L’Association des Industries d’Haïti (ADIH) alerte une nouvelle fois sur l’aggravation critique de la violence des gangs dans la région métropolitaine de Port au-Prince, ainsi que dans les départements de l’Artibonite et du Centre.
Cette insécurité paralyse désormais des secteurs vitaux : blocage des axes routiers, rupture de la circulation des biens et services, arrêt de la production rizicole stratégique dans l’Artibonite, perturbation de l’accès à l’énergie au niveau de Péligre. L’économie nationale est à l’arrêt.

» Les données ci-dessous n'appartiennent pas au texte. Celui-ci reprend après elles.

PR #202, opened 2017-08-24
Add support for named companion objects

### LINKED ISSUE #201: Support named companion objects
At the moment it's not possible to create a companion object `TypeSpec` with a name, there's only one factory method:

```kotlin
@JvmStatic fun companionObjectBuilder() = Builder(Kind.COMPANION, null, null)
```

Egorand:
Closes #201

### DIFF
--- a/src/main/java/com/squareup/kotlinpoet/TypeSpec.kt
+++ b/src/main/java/com/squareup/kotlinpoet/TypeSpec.kt
@@ -90,7 +90,7 @@ class TypeSpec private constructor(builder: TypeSpec.Builder) {
         codeWriter.emitAnnotations(annotations, false)
         codeWriter.emitModifiers(modifiers, setOf(PUBLIC))
         codeWriter.emit(kind.declarationKeyword)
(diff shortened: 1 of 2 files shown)


src/main/java/com/squareup/kotlinpoet/TypeSpec.kt
```diff
@@ -534,6 +534,8 @@ class TypeSpec private constructor(builder: TypeSpec.Builder) {
 
     @JvmStatic fun companionObjectBuilder() = Builder(Kind.COMPANION, null, null)
 
+    @JvmStatic fun companionObjectBuilder(name: String) = Builder(Kind.COMPANION, name, null)
```
JakeWharton: Should this be nullable and have a default of null (and `@JvmOverloads`). It's not very idiomatic Kotlin to have manual overloads like this.

Egorand: Yeah, you're right, will fix.

PR #203, opened 2017-08-26
Rename addFun() to addFunction() in KotlinFile

Egorand:
I accidentally broke README with #195 by replacing `addFun` with `addFunction`, as `KotlinFile` also had a method with this name. Since we renamed it in `FunSpec`, I think it makes sense to rename it in `KotlinFile` for consistency.


JakeWharton:
I'm tempted to rename FunSpec to FunctionSpec... Must. Resist.

Egorand:
Since there's no way to `addFun()` anymore, we have to keep all remaining fun in place. So no.

PR #204, opened 2017-08-26
Add minimal DSL support

Egorand:
Since adding this was trivial, I decided to submit it for review. Although the test doesn't showcase it very well, I think in some cases this approach might make the code less verbose. And as the priority right now is correctness, I'm fine with just keeping the PR around, might be a source of ideas for upcoming attempts to provide DSL-like API.


JakeWharton:
I'm not sure we want to add this if we're only going to break it later to create an actual DSL with less builder ceremony. Also this doesn't offer much more value than using `apply { }`.

Egorand:
Agree. The only advantage over `apply` is not needing to call `build()`, which is not that big of a deal. Closing.

PR #207, opened 2017-08-31
Support constructor delegation

### LINKED ISSUE #205: Secondary constructors
I want to have a class with multiple constructors, like the following:
```kotlin
class Test(val a: String?, val b: String?, val c: String?) {
    constructor(map: Map<String, String>) : this(map["a"], map["b"], map["c"])
}
```
While I am able to add a secondary constructor using FunSpec.constructorBuilder() and TypeSpec.Builder.addFun(), I can't add the `: this(...)` to the end of the constructor definition.

Egorand:
Fixes #205

### DIFF
--- a/src/main/java/com/squareup/kotlinpoet/FunSpec.kt
+++ b/src/main/java/com/squareup/kotlinpoet/FunSpec.kt
@@ -39,6 +39,7 @@ class FunSpec private constructor(builder: Builder) {
   val receiverType = builder.receiverType
   val returnType = builder.returnType
   val parameters = builder.parameters.toImmutableList()
+  val delegateConstructorParameters = builder.delegateConstructorParameters.toImmutableList()
   val exceptions = builder.exceptions.toImmutableList()
   val body = builder.body.build()
 
@@ -73,7 +74,10 @@ class FunSpec private constructor(builder: Builder) {
     emitSignature(codeWriter, enclosingName)
     codeWriter.emitWhereBlock(typeVariables)
 
-    if (modifiers.contains(KModifier.ABSTRACT) || modifiers.contains(KModifier.EXTERNAL)) {
+    val isEmptyConstructor = isConstructor && delegateConstructorParameters.isNotEmpty() &&
+        body.isEmpty()
+    if (modifiers.contains(KModifier.ABSTRACT) || modifiers.contains(KModifier.EXTERNAL) ||
+        isEmptyConstructor) {
       codeWriter.emit("\n")
       return
     }
@@ -112,6 +116,11 @@ class FunSpec private constructor(builder: Builder) {
 
     if (returnType != null) {
       codeWriter.emitCode(": %T", returnType)
+    }
+
+    if (delegateConstructorParameters.isNotEmpty()) {
+      codeWriter.emitCode(delegateConstructorParameters
+          .joinToCode(prefix = " : this(", suffix = ")"))
     }
 
     if (exceptions.isNotEmpty()) {
@@ -169,6 +178,7 @@ class FunSpec private constructor(builder: Builder) {
     builder.typeVariables += typeVariables
     builder.returnType = returnType
     builder.parameters += parameters
+    builder.delegateConstructorParameters += delegateConstructorParameters
     builder.exceptions += exceptions
     builder.body.add(body)
     return builder
@@ -182,6 +192,7 @@ class FunSpec private constructor(builder: Builder) {
     internal var receiverType: TypeName? = null
     internal var returnType: TypeName? = null
     internal val parameters = mutableListOf<ParameterSpec>()
+    internal val delegateConstructorParameters = mutableListOf<CodeBlock>()
     internal val exceptions = mutableSetOf<TypeName>()
     internal val body = CodeBlock.builder()
 
@@ -281,6 +292,14 @@ class FunSpec private constructor(builder: Builder) {
       check(name != GETTER) { "$name cannot have parameters" }
       check(name != SETTER || parameters.size == 0) { "$name can have only one parameter" }
       parameters += parameterSpec
+    }
+
+    fun addDelegateParameters(vararg parameters: String) =
+        addDelegateParameters(*parameters.map { CodeBlock.of(it) }.toTypedArray())
+
+    fun addDelegateParameters(vararg parameters: CodeBlock) = apply {
+      check(name.isConstructor) { "only constructors can have delegate parameters!"}
+      delegateConstructorParameters += parameters
     }
 
     fun addParameter(name: String, type: TypeName, vararg modifiers: KModifier)
--- a/src/main/java/com/squareup/kotlinpoet/FunSpec.kt
+++ b/src/main/java/com/squareup/kotlinpoet/FunSpec.kt
@@ -301,12 +301,6 @@ class FunSpec private constructor(builder: Builder) {
       callConstructor("this", *args.map { CodeBlock.of(it) }.toTypedArray())
     }
 
-    private fun callConstructor(constructor: String, vararg args: CodeBlock) {
-      check(name.isConstructor) { "only constructors can delegate to other constructors!" }
-      delegateConstructor = constructor
-      delegateConstructorArguments += args
-    }
-
     fun callThisConstructor(vararg args: CodeBlock = emptyArray()) = apply {
       callConstructor("this", *args)
     }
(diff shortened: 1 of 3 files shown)


Egorand:
@wooky hope the API makes sense, would appreciate some feedback

wooky:
Looks good! 👍

src/main/java/com/squareup/kotlinpoet/FunSpec.kt
```diff
@@ -114,6 +118,11 @@ class FunSpec private constructor(builder: Builder) {
       codeWriter.emitCode(": %T", returnType)
     }
 
+    if (delegateConstructorParameters.isNotEmpty()) {
+      codeWriter.emitCode(delegateConstructorParameters
+          .joinToCode(prefix = " : this(", suffix = ")"))
```
JakeWharton: What about calling `super`?

Egorand: I can extend the API to allow for specifying which constructor to delegate to, `super` or `this`.

Egorand:
I wonder if `ConstructorSpec` could be a good idea since there are more differences between constructors and functions in Kotlin than in Java.

JakeWharton:
It's worth looking into, yeah. I believe that was the case in JavaPoet before we merged them into one.

src/main/java/com/squareup/kotlinpoet/FunSpec.kt
```diff
@@ -73,7 +75,10 @@ class FunSpec private constructor(builder: Builder) {
     emitSignature(codeWriter, enclosingName)
     codeWriter.emitWhereBlock(typeVariables)
 
-    if (modifiers.contains(KModifier.ABSTRACT) || modifiers.contains(KModifier.EXTERNAL)) {
+    val isEmptyConstructor = isConstructor && delegateConstructorParameters.isNotEmpty() &&
+        body.isEmpty()
+    if (modifiers.contains(KModifier.ABSTRACT) || modifiers.contains(KModifier.EXTERNAL) ||
```
JakeWharton:
```kotlin
ABSTRACT in modifiers || EXTERNAL in modifiers || isEmptyConstructor
```

src/main/java/com/squareup/kotlinpoet/FunSpec.kt
```diff
@@ -283,6 +297,26 @@ class FunSpec private constructor(builder: Builder) {
       parameters += parameterSpec
     }
 
+    fun callThisConstructorWithParameters(vararg parameters: String) =
```
JakeWharton: This name is a bit much. Can we do any better? Maybe `delegateConstructor`?

Egorand: `this` and `super` still have to be in the name, what about `delegateToThisConstructor` and `delegateToSuperConstructor`?

JakeWharton: We could expose an enum that lets you pick between the two delegates.

Egorand: Can do. I hope to try `ConstructorSpec` soon, part of the problem with naming comes from the need to clarify that the methods should be used with the `constructorBuilder()`.

JakeWharton:
I think I'm okay with this for now, under the assumption we'll explore a constructor-specific spec in the future.

src/main/java/com/squareup/kotlinpoet/FunSpec.kt
```diff
@@ -169,11 +179,17 @@ class FunSpec private constructor(builder: Builder) {
...
     builder.returnType = returnType
     builder.parameters += parameters
+    builder.delegateConstructor = delegateConstructor
+    builder.delegateConstructorParameters += delegateConstructorParameters
     builder.exceptions += exceptions
     builder.body.add(body)
     return builder
   }
 
+  enum class Constructor(internal val keyword: String) {
```
swankjesse: Not sure about this name. ConstructorCall ?

swankjesse: DelegateConstructor?

src/main/java/com/squareup/kotlinpoet/FunSpec.kt
```diff
@@ -283,6 +301,17 @@ class FunSpec private constructor(builder: Builder) {
...
 
+    fun delegateConstructor(constructor: Constructor, vararg parameters: String) =
+        delegateConstructor(constructor, *parameters.map { CodeBlock.of(it) }.toTypedArray())
+
+    fun delegateConstructor(
+        constructor: Constructor,
+        vararg parameters: CodeBlock = emptyArray()) = apply {
+      check(name.isConstructor) { "only constructors can have delegate parameters!" }
+      delegateConstructor = constructor
+      delegateConstructorParameters += parameters
```
swankjesse: The `+=` call seems like it’s broken for repeated calls? Ie. it adds, rather than replaces?

src/test/java/com/squareup/kotlinpoet/FunSpecTest.kt
```diff
@@ -256,6 +258,49 @@ class FunSpecTest {
...
+
+    assertThat(funSpec.toString()).isEqualTo("""
+      |constructor(list: kotlin.collections.List<kotlin.Int>) : this(list[0], list[1])
+      |""".trimMargin())
+  }
+
+  @Test fun superConstructorDelegate() {
+    val funSpec = FunSpec.constructorBuilder()
+        .addParameter("list", ParameterizedTypeName.get(List::class, Int::class))
+        .delegateConstructor(SUPER, "list[0]", "list[1]")
```
swankjesse: would the API be simpler if there were just two methods, `thisConstructor` and `superConstructor` ?

swankjesse: Then there’s no `Constructor` type, which seems like a simplification to me

swankjesse: Or should these args go on `constructorBuilder()` above?

src/test/java/com/squareup/kotlinpoet/FunSpecTest.kt
```diff
@@ -256,6 +258,49 @@ class FunSpecTest {
...
+        .addParameter("a", Int::class)
+        .delegateConstructor(THIS)
+        .build()
+
+    assertThat(funSpec.toString()).isEqualTo("""
+      |constructor(a: kotlin.Int) : this()
+      |""".trimMargin())
+  }
+
+  @Test fun addingDelegateParametersToNonConstructorForbidden() {
```
swankjesse: Nice

src/main/java/com/squareup/kotlinpoet/FunSpec.kt
Egorand: Indeed, good call. I guess it would make sense to store them in a set, will fix.

src/test/java/com/squareup/kotlinpoet/FunSpecTest.kt
Egorand: Would it be clear enough if we drop the `delegate` part (i.e. `delegateThisConstructor()` vs `thisConstructor()`)? I agree with having two methods vs the enum param, that was what the initial version looked like (albeit a lot more verbose), and I guess I like it better. 

For the `constructorBuilder()` args, we'll need to have different versions of it for `this` and `super`, and I can't really think of good names. `thisConstructorBuilder()` and `superConstructorBuilder()`? And keeping the original `constructorBuilder()` with no args?

src/main/java/com/squareup/kotlinpoet/FunSpec.kt
Egorand: On a closer look, using a set doesn't make sense, as you can pass a single `CodeBlock` as an argument for multiple parameters. In this case, appending to the list rather than replacing seems perfectly fine to me. Do we want API to allow replacing or removing the args?

src/main/java/com/squareup/kotlinpoet/FunSpec.kt
```diff
@@ -283,6 +297,28 @@ class FunSpec private constructor(builder: Builder) {
       parameters += parameterSpec
     }
 
+    fun callThisConstructor(vararg args: String) = apply {
+      callConstructor("this", *args.map { CodeBlock.of(it) }.toTypedArray())
+    }
+
+    private fun callConstructor(constructor: String, vararg args: CodeBlock) {
```
JakeWharton: Can you move this to the bottom of all four methods. Overloads have to stay next to each other and I'd prefer the this/super functions also be grouped.

Egorand: Yep, done

PR #211, opened 2017-09-02
Add header and impl to modifiers enum

Egorand:


src/main/java/com/squareup/kotlinpoet/KModifier.kt
```diff
@@ -61,7 +61,11 @@ enum class KModifier(
   // Type modifiers.
   IN("in", Target.VARIANCE_ANNOTATION),
   OUT("out", Target.VARIANCE_ANNOTATION),
-  VARARG("vararg", Target.PARAMETER);
+  VARARG("vararg", Target.PARAMETER),
+
+  // Multiplatform modules.
+  HEADER("header", Target.CLASS),
+  IMPL("impl", Target.CLASS);
```
JakeWharton: This is also valid in a function and probably a property

Egorand: Is there any documentation btw?

Egorand:
These modifiers are not mentioned in https://github.com/yole/kotlin-style-guide/issues/3

src/main/java/com/squareup/kotlinpoet/KModifier.kt
JakeWharton: Uhh. I don't think there's much if any. I can point you to a bunch of example usage though.

Egorand: Sure, that'd be great

JakeWharton: https://github.com/JakeWharton/Reagent has the referenced atomic thing from the issue.

The others are private. Can invite later when I'm not mobile. Beyond that you can search "Kotlin multiplatform Gradle" and find a few others' samples.

Egorand: Thanks!

JakeWharton:
Damn I forgot to squash

PR #217, opened 2017-09-06
Tests and fixes for crossplatform code

Egorand:
Some changes are necessary to make this work, since in a default class all methods have to have a body. Solution implemented here:

- Add `KModifier.HEADER` to the list of implicit function modifiers in `Kind.CLASS`
- Mark `TypeSpec` and all `FunSpec`s with `KModifier.HEADER`

An alternative solution would be:

- Introduce a new `Kind` called `HEADER_CLASS` with `KModifier.ABSTRACT` as implicit function modifier
- Mark `FunSpec`s with `KModifier.ABSTRACT`

### DIFF
--- a/src/main/java/com/squareup/kotlinpoet/CodeBlock.kt
+++ b/src/main/java/com/squareup/kotlinpoet/CodeBlock.kt
@@ -405,3 +405,5 @@ fun Collection<CodeBlock>.joinToCode(separator: CharSequence = ", ", prefix: Cha
   val placeholders = Array(blocks.size, { "%L" })
   return CodeBlock.of(placeholders.joinToString(separator, prefix, suffix), *blocks)
 }
+
+internal fun CodeBlock?.isNullOrEmpty() = this == null || isEmpty()
--- a/src/main/java/com/squareup/kotlinpoet/CodeBlock.kt
+++ b/src/main/java/com/squareup/kotlinpoet/CodeBlock.kt
@@ -405,5 +405,3 @@ fun Collection<CodeBlock>.joinToCode(separator: CharSequence = ", ", prefix: Cha
   val placeholders = Array(blocks.size, { "%L" })
   return CodeBlock.of(placeholders.joinToString(separator, prefix, suffix), *blocks)
 }
-
-internal fun CodeBlock?.isNullOrEmpty() = this == null || isEmpty()
--- a/src/main/java/com/squareup/kotlinpoet/TypeSpec.kt
+++ b/src/main/java/com/squareup/kotlinpoet/TypeSpec.kt
@@ -286,6 +286,11 @@ class TypeSpec private constructor(builder: TypeSpec.Builder) {
         setOf(KModifier.PUBLIC),
         setOf(KModifier.PUBLIC)),
 
+    HEADER_CLASS(
+        "class",
+        setOf(KModifier.PUBLIC, KModifier.HEADER),
+        setOf(KModifier.PUBLIC, KModifier.HEADER)),
+
     OBJECT(
         "object",
         setOf(KModifier.PUBLIC),
@@ -381,7 +386,7 @@ class TypeSpec private constructor(builder: TypeSpec.Builder) {
     }
 
     fun primaryConstructor(primaryConstructor: FunSpec?) = apply {
-      check(kind.isOneOf(Kind.CLASS, Kind.ENUM, Kind.ANNOTATION)) {
+      check(kind.isOneOf(Kind.CLASS, Kind.HEADER_CLASS, Kind.ENUM, Kind.ANNOTATION)) {
         "$kind can't have initializer blocks"
       }
       if (primaryConstructor != null) {
@@ -399,7 +404,7 @@ class TypeSpec private constructor(builder: TypeSpec.Builder) {
     }
 
     private fun ensureCanHaveSuperclass() {
-      check(kind.isOneOf(Kind.CLASS, Kind.OBJECT, Kind.COMPANION)) {
+      check(kind.isOneOf(Kind.CLASS, Kind.HEADER_CLASS, Kind.OBJECT, Kind.COMPANION)) {
         "only classes can have super classes, not $kind"
       }
     }
@@ -443,10 +448,18 @@ class TypeSpec private constructor(builder: TypeSpec.Builder) {
     }
 
     fun addProperties(propertySpecs: Iterable<PropertySpec>) = apply {
-      this.propertySpecs += propertySpecs
+      propertySpecs.map(this::addProperty)
     }
 
     fun addProperty(propertySpec: PropertySpec) = apply {
+      if (kind == Kind.HEADER_CLASS) {
+        require(propertySpec.initializer.isNullOrEmpty()) {
+          "properties in header classes can't have initializers"
+        }
+        require(propertySpec.getter == null && propertySpec.setter == null) {
+          "properties in header classes can't have getters and setters"
+        }
+      }
       propertySpecs += propertySpec
     }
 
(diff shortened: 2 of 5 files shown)


JakeWharton:
Needs rebase.

JakeWharton:
If a class is a header then all functions cannot have a body and all properties cannot have an initializer or get/set functions. So you shouldn't need to specify it and we should error if you try to add a FunSpec or PropertySpec with those things.

Egorand:
Looks like secondary constructors are allowed, but constructor delegation isn't. Is there any practical value in having them?

JakeWharton:
In having what? Secondary constructors? They're needed. Here's another real example:
```kotlin
header open class IoException : Exception {
  constructor()
  constructor(message: String)
}
```

Egorand:
Will add tests for that

Egorand:
@JakeWharton anything else you can think of?

src/test/java/com/squareup/kotlinpoet/CrossplatformTest.kt
```diff
@@ -0,0 +1,167 @@
...
+      |header open class IoException : Exception {
+      |  constructor()
+      |
+      |  constructor(message: String)
+      |}
+      |""".trimMargin())
+  }
+
+  @Test fun initBlockInHeaderForbidden() {
+    try {
```
JakeWharton: can you use `assertThrows` for all these?

src/test/java/com/squareup/kotlinpoet/CrossplatformTest.kt
```diff
@@ -0,0 +1,167 @@
...
+      TypeSpec.headerClassBuilder("AtomicRef<V>")
```
JakeWharton: nit: delete `<V>` from all of these?

src/test/java/com/squareup/kotlinpoet/CrossplatformTest.kt
```diff
@@ -0,0 +1,167 @@
...
+        .addFunction(FunSpec.constructorBuilder()
+            .addParameter("message", String::class)
+            .build())
+        .build()
+    val fileSpec = FileSpec.builder("", "Test")
+        .addType(headerSpec)
+        .build()
+
+    assertThat(fileSpec.toString()).isEqualTo("""
+      |import java.lang.Exception
```
JakeWharton: This is weird! It should be `kotlin.Exception`. I'll have to look into that...

src/test/java/com/squareup/kotlinpoet/CrossplatformTest.kt
```diff
@@ -0,0 +1,167 @@
...
+import com.google.common.truth.Truth.assertThat
+import org.junit.Test
+import java.util.concurrent.atomic.AtomicReference
+import kotlin.test.fail
+
+class CrossplatformTest {
+
+  @Test fun crossplatform() {
+    val headerTypeParam = TypeVariableName("V")
+    val headerType = "AtomicRef<V>"
```
JakeWharton: `<V>` shouldn't be in the name.

src/main/java/com/squareup/kotlinpoet/TypeSpec.kt
```diff
@@ -437,16 +444,25 @@ class TypeSpec private constructor(builder: TypeSpec.Builder) {
...
 
     fun addProperty(propertySpec: PropertySpec) = apply {
+      if (kind == Kind.HEADER_CLASS) {
+        require(propertySpec.initializer.isNullOrEmpty()) {
+          "properties in header classes can't have initializers"
+        }
+        require(propertySpec.getter == null && propertySpec.setter == null) {
+          "properties in header classes can't have getters and setters"
+        }
+      }
```
JakeWharton: very nice

JakeWharton:
Also please make sure you squash before merging. I forgot last time.

src/test/java/com/squareup/kotlinpoet/CrossplatformTest.kt
Egorand: `kotlin.Exception` is a type alias, so there's only `java.lang.Exception` at runtime. Guess the only way to fix this is to have some manual replacement logic.

JakeWharton: Yeah I mean I get why it's happening, but reflection-wise it's weird and it means there's weird implications for code generation now.

JakeWharton: I'd rather see it behave like `Any` which gets turned into `Object` but you don't see it.

Egorand:
Got blocked a bit by #227, gonna fix that tomorrow and finish the squash

JakeWharton:
Just sent PR

Egorand:
Should be complete now

src/main/java/com/squareup/kotlinpoet/CodeBlock.kt
```diff
@@ -405,3 +405,5 @@ fun Collection<CodeBlock>.joinToCode(separator: CharSequence = ", ", prefix: Cha
   val placeholders = Array(blocks.size, { "%L" })
   return CodeBlock.of(placeholders.joinToString(separator, prefix, suffix), *blocks)
 }
+
+internal fun CodeBlock?.isNullOrEmpty() = this == null || isEmpty()
```
swankjesse: Ick?

src/main/java/com/squareup/kotlinpoet/TypeSpec.kt
```diff
@@ -289,6 +289,11 @@ class TypeSpec private constructor(builder: TypeSpec.Builder) {
         setOf(KModifier.PUBLIC),
         setOf(KModifier.PUBLIC)),
 
+    HEADER_CLASS(
```
swankjesse: Nice.

src/main/java/com/squareup/kotlinpoet/TypeSpec.kt
```diff
@@ -439,16 +444,25 @@ class TypeSpec private constructor(builder: TypeSpec.Builder) {
...
     }
 
     fun addProperties(propertySpecs: Iterable<PropertySpec>) = apply {
-      this.propertySpecs += propertySpecs
+      propertySpecs.map(this::addProperty)
     }
 
     fun addProperty(propertySpec: PropertySpec) = apply {
+      if (kind == Kind.HEADER_CLASS) {
+        require(propertySpec.initializer.isNullOrEmpty()) {
```
swankjesse: Is a null check sufficient? Is it ever empty? (Or vice-versa!)

src/test/java/com/squareup/kotlinpoet/CrossplatformTest.kt
```diff
@@ -0,0 +1,153 @@
...
+ * limitations under the License.
+ */
+
+package com.squareup.kotlinpoet
+
+import com.google.common.truth.Truth.assertThat
+import org.junit.Test
+import java.util.concurrent.atomic.AtomicReference
+
+class CrossplatformTest {
```
swankjesse: Awesome

src/test/java/com/squareup/kotlinpoet/CrossplatformTest.kt
```diff
@@ -0,0 +1,153 @@
...
+    val fileSpec = FileSpec.builder("", "Test")
+        .addType(headerSpec)
+        .addTypeAlias(implSpec)
+        .build()
+
+    assertThat(fileSpec.toString()).isEqualTo("""
+      |import java.util.concurrent.atomic.AtomicReference
+      |import kotlin.Boolean
+      |
+      |header internal class AtomicRef<V>(value: V) {
```
swankjesse: I'm surprised the access modifier splits `header` and `class`. I think of it as one keyword!

swankjesse: (though if this matches the jetbrains' order, keep it!)

src/test/java/com/squareup/kotlinpoet/CrossplatformTest.kt
```diff
@@ -0,0 +1,153 @@
...
+      |header open class IoException : Exception {
+      |  constructor()
+      |
+      |  constructor(message: String)
+      |}
+      |""".trimMargin())
+  }
+
+  @Test fun initBlockInHeaderForbidden() {
+    assertThrows<IllegalStateException> {
```
swankjesse: This is great, @jakewharton!

src/test/java/com/squareup/kotlinpoet/CrossplatformTest.kt
JakeWharton: They haven't defined the order of `header` or `impl` in relation to other keywords yet.

Egorand: It would indeed be more convenient to emit `header class` together, also `internal header class` reads better IMO

src/main/java/com/squareup/kotlinpoet/TypeSpec.kt
Egorand: Currently `initializer` can be both, since it's optional and we don't prohibit passing in an empty `CodeBlock`. I'll see if there are valid use-cases for the latter, and if not - I'd go with disallowing an empty `CodeBlock` as `initializer` in `PropertySpec`.

src/test/java/com/squareup/kotlinpoet/CrossplatformTest.kt
Egorand: Actually, we don't want any initializers, so I guess a null-check is sufficient. Pushed cb3c5e4

src/main/java/com/squareup/kotlinpoet/TypeSpec.kt
Egorand: Actually, we don't want any initializers, so I guess a null-check is sufficient. Pushed cb3c5e4

PR #219, opened 2017-09-06
Rename KotlinFile to FileSpec.

JakeWharton:


JakeWharton:
Now how long until someone files a bug that the README is wrong for 0.4.0?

La Société du Rhum Barbancourt, La Couronne et Séjourné, membres de notre association, unissent leur voix à celle de tous les autres membres pour dénoncer des conditions qui fragilisent gravement leurs activités et compromettent leur capacité à opérer normalement.
Les entreprises, quelle que soit leur taille, réduisent ou suspendent leurs activités.
Des milliers d’emplois sont menacés, la précarité s’aggrave et alimente à son tour l’insécurité.
Au-delà de l’économie, c’est l’ensemble du tissu social qui se fragilise. Dans ces
conditions, toute perspective de relance durable ou d’organisation d’élections
crédibles et inclusives à court terme est irréaliste.
Le pays a besoin d’un rétablissement immédiat de la sécurité. Sans cela, il n’y aura ni confiance, ni investissement, ni reprise des activités. L’ADIH appelle les autorités à agir sans délai, avec des mesures concrètes, efficaces et coordonnées pour rétablir l’ordre public sur tout le territoire. Elle appelle également les partenaires nationaux et internationaux à intensifier leur appui face à une crise qui menace directement l’économie et la démocratie haïtiennes.
Sans un retour rapide à la sécurité, toute tentative de redressement économique ou de processus électoral est vouée à l’échec.